:: SOURCE MATERIAL ::

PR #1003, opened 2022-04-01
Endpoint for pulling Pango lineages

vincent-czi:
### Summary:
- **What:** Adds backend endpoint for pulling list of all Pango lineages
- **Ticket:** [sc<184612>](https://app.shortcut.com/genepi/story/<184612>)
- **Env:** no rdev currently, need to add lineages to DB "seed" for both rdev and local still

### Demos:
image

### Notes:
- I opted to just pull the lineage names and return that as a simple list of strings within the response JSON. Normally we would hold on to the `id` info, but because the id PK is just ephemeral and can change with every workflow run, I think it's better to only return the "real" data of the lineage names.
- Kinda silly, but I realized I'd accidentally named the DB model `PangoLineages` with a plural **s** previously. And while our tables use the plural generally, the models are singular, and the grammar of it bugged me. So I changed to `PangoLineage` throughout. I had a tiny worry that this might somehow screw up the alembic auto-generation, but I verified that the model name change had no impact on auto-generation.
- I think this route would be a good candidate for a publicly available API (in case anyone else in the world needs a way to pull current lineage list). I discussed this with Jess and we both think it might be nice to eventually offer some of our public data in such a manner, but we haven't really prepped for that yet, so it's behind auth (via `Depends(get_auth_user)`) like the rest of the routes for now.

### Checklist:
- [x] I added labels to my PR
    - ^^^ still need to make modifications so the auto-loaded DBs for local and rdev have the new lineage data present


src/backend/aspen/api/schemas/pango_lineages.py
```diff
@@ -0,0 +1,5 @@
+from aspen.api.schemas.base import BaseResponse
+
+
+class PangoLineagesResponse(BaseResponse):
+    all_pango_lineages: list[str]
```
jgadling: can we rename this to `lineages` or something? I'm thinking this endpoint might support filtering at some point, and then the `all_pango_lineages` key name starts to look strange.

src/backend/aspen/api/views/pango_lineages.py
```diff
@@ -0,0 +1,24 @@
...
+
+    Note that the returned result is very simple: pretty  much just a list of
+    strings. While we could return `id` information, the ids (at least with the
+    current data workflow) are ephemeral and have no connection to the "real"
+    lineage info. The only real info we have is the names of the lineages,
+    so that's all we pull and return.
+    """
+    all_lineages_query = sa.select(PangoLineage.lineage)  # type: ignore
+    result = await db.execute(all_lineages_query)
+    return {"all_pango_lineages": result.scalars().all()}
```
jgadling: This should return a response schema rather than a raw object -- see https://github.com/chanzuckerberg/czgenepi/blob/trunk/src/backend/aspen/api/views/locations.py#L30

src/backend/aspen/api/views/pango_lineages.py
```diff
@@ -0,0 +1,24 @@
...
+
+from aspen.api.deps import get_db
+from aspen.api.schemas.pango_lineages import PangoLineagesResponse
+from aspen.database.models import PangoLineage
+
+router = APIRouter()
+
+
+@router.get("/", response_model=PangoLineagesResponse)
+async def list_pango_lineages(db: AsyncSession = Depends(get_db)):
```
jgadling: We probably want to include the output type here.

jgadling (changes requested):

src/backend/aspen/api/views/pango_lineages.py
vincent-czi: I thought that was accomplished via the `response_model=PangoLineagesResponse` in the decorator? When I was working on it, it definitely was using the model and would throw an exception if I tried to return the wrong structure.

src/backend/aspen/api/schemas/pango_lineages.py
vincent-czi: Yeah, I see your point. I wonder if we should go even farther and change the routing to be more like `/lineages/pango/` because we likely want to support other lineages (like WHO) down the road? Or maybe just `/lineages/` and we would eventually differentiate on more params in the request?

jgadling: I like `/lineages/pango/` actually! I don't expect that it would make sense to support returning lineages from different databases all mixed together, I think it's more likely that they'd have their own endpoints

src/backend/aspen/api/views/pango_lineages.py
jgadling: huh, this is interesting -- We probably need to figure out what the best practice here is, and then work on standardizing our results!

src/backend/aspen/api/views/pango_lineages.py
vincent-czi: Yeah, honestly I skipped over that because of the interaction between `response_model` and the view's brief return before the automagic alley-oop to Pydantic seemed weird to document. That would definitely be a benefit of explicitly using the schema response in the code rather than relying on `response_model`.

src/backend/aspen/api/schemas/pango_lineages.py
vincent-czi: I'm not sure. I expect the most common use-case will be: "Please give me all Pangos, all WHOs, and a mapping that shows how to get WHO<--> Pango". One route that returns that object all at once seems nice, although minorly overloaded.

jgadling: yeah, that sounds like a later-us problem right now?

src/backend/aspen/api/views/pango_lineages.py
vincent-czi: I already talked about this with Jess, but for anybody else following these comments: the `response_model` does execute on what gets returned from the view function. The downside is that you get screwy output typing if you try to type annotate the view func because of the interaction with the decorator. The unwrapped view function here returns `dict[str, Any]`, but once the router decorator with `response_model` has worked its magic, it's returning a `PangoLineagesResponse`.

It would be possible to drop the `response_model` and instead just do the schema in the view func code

:::

_ASSIGNMENT:_
Only the lines that contain the string "with" are to be copied from the records.

_SOLVED PROBLEM:_
- I opted to just pull the lineage names and return that as a simple list of strings within the response JSON. Normally we would hold on to the `id` info, but because the id PK is just ephemeral and can change with every workflow run, I think it's better to only return the "real" data of the lineage names.
- Kinda silly, but I realized I'd accidentally named the DB model `PangoLineages` with a plural **s** previously. And while our tables use the plural generally, the models are singular, and the grammar of it bugged me. So I changed to `PangoLineage` throughout. I had a tiny worry that this might somehow screw up the alembic auto-generation, but I verified that the model name change had no impact on auto-generation.
- I think this route would be a good candidate for a publicly available API (in case anyone else in the world needs a way to pull current lineage list). I discussed this with Jess and we both think it might be nice to eventually offer some of our public data in such a manner, but we haven't really prepped for that yet, so it's behind auth (via `Depends(get_auth_user)`) like the rest of the routes for now.
+    strings. While we could return `id` information, the ids (at least with the
vincent-czi: I already talked about this with Jess, but for anybody else following these comments: the `response_model` does execute on what gets returned from the view function. The downside is that you get screwy output typing if you try to type annotate the view func because of the interaction with the decorator. The unwrapped view function here returns `dict[str, Any]`, but once the router decorator with `response_model` has worked its magic, it's returning a `PangoLineagesResponse`.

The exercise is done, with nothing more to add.